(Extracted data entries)
-*-*-
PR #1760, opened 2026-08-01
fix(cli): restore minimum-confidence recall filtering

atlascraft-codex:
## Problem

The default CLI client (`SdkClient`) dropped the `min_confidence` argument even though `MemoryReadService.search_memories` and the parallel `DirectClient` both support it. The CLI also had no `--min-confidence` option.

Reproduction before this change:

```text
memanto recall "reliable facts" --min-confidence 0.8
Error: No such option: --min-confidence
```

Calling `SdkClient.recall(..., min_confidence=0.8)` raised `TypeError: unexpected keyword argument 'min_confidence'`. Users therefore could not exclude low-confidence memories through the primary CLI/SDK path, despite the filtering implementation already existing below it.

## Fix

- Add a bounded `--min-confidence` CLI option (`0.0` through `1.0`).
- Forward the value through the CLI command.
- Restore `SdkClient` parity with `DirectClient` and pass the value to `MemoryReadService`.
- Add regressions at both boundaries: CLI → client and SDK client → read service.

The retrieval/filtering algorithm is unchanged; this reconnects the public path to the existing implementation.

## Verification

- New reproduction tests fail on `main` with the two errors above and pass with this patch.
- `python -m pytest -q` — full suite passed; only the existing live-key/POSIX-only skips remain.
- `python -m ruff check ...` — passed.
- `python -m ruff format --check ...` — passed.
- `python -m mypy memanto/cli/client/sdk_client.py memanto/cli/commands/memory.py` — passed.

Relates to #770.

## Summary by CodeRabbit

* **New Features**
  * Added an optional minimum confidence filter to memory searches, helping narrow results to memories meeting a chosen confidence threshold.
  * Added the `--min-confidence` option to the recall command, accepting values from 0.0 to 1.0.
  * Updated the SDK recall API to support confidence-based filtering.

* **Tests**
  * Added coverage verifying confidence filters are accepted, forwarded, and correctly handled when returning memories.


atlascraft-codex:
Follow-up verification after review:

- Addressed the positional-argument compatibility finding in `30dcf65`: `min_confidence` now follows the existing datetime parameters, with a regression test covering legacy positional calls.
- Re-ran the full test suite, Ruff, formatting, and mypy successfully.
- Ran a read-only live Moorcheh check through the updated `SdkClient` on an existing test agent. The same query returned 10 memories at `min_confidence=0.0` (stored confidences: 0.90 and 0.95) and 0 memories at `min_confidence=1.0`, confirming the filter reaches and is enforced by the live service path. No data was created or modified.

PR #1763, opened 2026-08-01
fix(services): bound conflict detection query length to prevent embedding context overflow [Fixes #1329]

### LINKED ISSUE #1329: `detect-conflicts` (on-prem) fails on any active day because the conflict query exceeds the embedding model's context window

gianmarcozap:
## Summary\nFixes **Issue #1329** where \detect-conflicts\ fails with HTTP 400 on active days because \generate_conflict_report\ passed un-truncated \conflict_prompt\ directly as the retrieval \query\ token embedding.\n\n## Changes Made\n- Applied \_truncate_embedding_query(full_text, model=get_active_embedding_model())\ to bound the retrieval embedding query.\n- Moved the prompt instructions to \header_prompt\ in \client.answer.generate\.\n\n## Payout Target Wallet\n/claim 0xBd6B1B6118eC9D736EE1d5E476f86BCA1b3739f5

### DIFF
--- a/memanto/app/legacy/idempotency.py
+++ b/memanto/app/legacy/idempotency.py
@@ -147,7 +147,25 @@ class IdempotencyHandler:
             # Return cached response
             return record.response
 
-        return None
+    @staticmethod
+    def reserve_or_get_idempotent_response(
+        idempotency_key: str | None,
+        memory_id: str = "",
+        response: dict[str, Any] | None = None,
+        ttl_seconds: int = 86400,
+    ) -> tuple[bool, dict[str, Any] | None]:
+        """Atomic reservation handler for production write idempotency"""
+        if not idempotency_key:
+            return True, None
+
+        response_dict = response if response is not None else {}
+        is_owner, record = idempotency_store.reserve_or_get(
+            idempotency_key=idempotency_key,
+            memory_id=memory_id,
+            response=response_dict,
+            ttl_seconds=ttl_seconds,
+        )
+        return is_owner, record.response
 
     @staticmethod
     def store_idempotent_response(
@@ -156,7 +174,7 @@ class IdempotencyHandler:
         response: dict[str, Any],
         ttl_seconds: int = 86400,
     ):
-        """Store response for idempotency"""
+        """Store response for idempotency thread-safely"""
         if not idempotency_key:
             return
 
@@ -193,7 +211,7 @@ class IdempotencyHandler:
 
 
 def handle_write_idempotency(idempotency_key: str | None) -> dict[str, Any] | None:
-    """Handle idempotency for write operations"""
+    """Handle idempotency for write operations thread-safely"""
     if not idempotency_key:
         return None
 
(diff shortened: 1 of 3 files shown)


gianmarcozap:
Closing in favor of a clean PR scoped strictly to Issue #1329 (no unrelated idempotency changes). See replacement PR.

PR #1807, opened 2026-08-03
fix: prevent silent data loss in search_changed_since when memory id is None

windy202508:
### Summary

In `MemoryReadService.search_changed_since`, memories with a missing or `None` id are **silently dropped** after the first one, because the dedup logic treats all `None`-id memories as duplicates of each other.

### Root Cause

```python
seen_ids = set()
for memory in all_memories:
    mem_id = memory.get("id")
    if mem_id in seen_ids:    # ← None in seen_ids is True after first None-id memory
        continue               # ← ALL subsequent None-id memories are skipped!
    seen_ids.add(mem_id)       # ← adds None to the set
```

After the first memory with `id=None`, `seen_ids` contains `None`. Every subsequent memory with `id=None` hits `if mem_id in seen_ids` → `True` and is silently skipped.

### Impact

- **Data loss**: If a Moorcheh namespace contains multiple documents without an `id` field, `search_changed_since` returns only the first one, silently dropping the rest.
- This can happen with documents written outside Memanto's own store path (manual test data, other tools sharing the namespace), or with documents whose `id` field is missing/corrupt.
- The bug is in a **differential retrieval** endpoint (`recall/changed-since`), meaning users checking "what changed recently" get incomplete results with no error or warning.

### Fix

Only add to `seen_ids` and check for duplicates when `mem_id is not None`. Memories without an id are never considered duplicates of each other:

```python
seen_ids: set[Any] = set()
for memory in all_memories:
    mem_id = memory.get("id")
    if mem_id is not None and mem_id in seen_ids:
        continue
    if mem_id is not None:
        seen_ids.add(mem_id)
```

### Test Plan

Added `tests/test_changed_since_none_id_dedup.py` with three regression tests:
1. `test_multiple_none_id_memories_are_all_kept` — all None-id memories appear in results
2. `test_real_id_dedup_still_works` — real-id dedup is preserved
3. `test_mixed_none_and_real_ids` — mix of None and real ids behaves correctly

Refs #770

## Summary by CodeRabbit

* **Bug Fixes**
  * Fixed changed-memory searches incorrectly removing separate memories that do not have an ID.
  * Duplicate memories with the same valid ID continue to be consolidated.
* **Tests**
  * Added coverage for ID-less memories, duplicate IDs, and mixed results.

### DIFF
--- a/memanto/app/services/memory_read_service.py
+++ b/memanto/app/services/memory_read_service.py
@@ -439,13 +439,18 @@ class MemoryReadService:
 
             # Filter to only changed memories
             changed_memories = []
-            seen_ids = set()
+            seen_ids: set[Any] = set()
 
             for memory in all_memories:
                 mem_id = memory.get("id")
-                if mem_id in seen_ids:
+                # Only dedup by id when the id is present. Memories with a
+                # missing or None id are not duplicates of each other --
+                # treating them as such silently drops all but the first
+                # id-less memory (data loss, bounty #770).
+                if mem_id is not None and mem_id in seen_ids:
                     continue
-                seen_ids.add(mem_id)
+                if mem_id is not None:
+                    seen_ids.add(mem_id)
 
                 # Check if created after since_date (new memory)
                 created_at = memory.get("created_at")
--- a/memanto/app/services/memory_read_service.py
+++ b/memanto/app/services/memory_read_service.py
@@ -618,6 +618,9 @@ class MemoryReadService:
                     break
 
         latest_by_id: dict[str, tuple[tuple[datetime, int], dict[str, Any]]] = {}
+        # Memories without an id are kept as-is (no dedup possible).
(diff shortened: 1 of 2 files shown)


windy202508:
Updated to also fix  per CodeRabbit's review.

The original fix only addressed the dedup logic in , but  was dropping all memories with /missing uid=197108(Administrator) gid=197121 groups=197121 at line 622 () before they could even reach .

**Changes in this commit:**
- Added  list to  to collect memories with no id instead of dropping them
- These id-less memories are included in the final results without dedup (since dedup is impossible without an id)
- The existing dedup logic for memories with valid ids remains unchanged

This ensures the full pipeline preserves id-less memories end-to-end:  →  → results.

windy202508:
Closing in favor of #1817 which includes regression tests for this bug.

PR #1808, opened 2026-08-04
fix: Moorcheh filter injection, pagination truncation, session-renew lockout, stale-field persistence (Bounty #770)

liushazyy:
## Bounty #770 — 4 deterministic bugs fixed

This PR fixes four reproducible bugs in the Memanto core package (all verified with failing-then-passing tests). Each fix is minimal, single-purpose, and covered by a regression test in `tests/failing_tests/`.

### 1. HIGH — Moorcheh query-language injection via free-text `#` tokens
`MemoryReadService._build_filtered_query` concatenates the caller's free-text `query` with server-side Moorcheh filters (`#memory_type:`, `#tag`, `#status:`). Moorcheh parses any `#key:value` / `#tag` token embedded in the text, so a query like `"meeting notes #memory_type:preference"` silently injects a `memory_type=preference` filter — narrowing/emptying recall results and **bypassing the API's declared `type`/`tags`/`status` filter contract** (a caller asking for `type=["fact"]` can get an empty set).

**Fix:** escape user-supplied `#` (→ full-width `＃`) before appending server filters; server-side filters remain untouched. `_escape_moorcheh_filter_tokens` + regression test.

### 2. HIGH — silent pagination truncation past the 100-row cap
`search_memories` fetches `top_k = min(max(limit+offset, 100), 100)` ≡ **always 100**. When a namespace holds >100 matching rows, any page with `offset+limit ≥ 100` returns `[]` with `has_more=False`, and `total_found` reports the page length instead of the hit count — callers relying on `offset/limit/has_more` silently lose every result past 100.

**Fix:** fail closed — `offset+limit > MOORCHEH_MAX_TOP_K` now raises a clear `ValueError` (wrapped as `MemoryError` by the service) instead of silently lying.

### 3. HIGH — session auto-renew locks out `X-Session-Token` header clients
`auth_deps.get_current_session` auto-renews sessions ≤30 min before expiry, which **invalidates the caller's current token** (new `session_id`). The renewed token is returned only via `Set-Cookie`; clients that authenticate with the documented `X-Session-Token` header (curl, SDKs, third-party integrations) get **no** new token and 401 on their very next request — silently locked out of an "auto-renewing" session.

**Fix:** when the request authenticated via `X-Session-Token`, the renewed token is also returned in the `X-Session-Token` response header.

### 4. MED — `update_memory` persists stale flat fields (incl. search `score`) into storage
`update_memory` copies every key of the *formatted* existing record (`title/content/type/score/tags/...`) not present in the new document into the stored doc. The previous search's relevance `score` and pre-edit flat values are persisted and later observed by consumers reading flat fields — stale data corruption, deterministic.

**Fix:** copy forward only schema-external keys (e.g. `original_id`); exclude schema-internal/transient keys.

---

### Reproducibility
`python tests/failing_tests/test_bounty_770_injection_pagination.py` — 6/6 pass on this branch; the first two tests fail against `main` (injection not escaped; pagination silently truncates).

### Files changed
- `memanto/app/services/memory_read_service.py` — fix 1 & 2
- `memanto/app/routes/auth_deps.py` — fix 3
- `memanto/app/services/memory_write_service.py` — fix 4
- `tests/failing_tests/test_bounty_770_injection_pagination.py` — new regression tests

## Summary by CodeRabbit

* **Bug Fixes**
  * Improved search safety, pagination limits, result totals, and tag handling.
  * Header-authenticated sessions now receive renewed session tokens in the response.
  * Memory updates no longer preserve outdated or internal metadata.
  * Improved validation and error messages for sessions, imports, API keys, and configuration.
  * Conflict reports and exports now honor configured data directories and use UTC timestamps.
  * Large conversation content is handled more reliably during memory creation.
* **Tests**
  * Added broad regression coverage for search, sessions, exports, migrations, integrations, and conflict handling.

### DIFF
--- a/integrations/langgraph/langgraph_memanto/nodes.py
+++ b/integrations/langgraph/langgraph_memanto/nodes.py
-*-*-
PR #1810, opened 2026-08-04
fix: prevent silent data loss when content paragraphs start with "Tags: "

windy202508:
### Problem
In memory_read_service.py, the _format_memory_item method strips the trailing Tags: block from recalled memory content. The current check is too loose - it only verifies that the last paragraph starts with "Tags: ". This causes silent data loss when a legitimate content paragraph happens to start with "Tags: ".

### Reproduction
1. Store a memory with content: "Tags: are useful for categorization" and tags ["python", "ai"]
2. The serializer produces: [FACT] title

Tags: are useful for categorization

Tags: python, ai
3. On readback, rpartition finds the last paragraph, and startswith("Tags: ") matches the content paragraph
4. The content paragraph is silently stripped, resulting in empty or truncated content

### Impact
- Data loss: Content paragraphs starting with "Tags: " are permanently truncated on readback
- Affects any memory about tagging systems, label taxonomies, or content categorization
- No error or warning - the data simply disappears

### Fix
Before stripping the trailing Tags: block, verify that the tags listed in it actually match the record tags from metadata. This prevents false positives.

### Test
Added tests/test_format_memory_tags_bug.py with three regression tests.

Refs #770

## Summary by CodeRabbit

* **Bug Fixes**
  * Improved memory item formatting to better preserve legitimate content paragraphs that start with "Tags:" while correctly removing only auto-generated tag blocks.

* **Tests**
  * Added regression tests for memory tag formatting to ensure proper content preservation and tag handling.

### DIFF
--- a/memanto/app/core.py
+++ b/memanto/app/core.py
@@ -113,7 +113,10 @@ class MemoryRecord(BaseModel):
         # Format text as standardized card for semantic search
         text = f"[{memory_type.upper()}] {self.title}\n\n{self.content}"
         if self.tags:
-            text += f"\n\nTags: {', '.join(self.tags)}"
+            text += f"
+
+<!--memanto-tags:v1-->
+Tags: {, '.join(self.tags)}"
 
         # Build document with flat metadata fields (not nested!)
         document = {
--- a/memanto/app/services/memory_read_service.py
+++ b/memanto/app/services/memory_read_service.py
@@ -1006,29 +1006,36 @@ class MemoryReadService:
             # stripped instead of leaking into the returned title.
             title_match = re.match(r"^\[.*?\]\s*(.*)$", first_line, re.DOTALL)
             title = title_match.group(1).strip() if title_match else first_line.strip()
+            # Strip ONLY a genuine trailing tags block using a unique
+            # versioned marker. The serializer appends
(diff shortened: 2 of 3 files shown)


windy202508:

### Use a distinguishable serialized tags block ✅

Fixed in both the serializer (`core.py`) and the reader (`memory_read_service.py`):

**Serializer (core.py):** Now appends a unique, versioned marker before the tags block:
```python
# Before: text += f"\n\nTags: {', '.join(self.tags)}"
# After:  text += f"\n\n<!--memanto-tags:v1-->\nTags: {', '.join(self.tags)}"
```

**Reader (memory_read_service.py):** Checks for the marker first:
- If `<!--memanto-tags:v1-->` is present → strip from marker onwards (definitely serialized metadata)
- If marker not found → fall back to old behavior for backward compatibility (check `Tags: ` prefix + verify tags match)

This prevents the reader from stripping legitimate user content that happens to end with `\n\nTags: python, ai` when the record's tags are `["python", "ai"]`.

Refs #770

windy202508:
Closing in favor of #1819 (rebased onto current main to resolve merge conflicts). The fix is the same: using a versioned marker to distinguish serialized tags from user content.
-*-*-
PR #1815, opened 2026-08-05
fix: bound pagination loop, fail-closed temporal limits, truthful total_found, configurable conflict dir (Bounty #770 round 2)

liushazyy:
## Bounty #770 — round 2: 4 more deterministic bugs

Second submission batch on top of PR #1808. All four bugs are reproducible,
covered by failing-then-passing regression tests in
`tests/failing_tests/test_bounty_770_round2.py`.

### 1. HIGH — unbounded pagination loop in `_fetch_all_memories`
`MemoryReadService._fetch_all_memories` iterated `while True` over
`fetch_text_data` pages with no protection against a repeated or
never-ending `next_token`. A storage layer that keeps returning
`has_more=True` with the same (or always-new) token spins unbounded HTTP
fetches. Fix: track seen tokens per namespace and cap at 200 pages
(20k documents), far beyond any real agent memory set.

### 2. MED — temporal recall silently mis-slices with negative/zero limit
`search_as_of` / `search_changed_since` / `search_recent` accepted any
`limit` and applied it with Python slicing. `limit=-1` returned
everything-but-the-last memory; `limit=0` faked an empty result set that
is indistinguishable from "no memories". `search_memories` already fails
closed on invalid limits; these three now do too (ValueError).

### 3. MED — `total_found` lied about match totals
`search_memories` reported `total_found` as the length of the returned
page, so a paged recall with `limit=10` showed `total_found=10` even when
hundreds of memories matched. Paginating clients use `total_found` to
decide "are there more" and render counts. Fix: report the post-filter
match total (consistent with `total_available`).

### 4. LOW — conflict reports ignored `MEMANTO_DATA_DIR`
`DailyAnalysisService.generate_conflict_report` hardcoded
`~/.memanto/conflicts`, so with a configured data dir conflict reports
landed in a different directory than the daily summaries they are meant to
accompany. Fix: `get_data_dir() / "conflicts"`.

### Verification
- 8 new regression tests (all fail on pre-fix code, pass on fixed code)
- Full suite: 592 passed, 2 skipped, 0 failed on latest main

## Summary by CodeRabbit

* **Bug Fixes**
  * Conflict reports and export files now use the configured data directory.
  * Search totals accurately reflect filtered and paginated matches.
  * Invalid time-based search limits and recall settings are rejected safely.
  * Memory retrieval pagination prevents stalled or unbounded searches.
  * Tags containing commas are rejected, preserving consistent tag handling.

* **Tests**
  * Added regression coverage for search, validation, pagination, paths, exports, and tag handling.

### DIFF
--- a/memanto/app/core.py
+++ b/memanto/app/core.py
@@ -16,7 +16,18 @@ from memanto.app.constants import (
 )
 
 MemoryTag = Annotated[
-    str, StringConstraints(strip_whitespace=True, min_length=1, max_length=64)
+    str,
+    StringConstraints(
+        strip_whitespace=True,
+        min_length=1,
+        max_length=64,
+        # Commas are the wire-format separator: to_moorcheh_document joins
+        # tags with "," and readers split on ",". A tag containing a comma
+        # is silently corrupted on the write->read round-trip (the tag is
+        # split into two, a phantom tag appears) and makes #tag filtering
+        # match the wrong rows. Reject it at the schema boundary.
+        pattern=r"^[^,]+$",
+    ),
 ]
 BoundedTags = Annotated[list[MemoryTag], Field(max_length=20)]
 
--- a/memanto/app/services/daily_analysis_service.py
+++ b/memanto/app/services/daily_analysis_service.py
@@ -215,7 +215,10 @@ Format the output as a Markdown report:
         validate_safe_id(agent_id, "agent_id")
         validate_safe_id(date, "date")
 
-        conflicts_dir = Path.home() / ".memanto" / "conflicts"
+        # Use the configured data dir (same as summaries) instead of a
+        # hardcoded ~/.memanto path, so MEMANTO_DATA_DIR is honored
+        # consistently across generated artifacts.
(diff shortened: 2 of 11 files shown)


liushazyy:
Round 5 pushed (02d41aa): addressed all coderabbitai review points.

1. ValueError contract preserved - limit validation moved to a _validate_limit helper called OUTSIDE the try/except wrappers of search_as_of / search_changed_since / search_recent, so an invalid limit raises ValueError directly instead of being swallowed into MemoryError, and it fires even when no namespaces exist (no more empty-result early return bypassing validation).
-*-*-
*WHAT NEEDS TO BE DONE:*
Check the data above and report how many lines include the word "shortened", using a bare number.

*ANSWER TO THE EXERCISE:*
4